* **RECORDS PROVIDED**:
PR #328, opened 2019-03-26
Traffic cop with sqlite

DarkForte:
A prototype for the traffic cop. Now the traffic cop can only forward Simple Queries. 
It also brings in sqlite for testing the front-end stuff.

Status (2019.05.15):
- [x] Parse
- [x] Bind 
- [x] Execute 
- [x] Describe
- [x] Sync
- [x] TODO: Use each column's format in the result set.
- [ ] TODO: Query return tags
- [ ] TODO: Parameter Type inference
- [x] Junit Tests
- [ ] JDBC Tests (Not supported because it queries postgres catalog)
- [x] No-op benchmark
- [x] New API
- [x] Network Layer Refactor (Command Factory Injection, refactor `GetInstance` From ConnectionHandleFactory )
- [x] Network Layer Refactor (Multiple protocol support)


DarkForte:
Working on extended queries now...

src/network/postgres_network_commands.cpp
```diff
@@ -1,78 +1,211 @@
...
+    for(size_t i = 0; i < num_formats; i++)
+    {
+      auto format = in_.ReadValue<int16_t>();
+      is_binary.push_back(format);
+    }
+  }
+  else
+  {
+    NETWORK_LOG_ERROR("Error: Numbers of parameters don't match. {0} in statement, (1) in format code.", num_params, num_formats);
+    throw NETWORK_PROCESS_EXCEPTION("");
```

* **YOUR GOAL**: Among the lines above, find those holding the word "Layer" and state how many there are, number only.

* **EXERCISE RESULT**: 2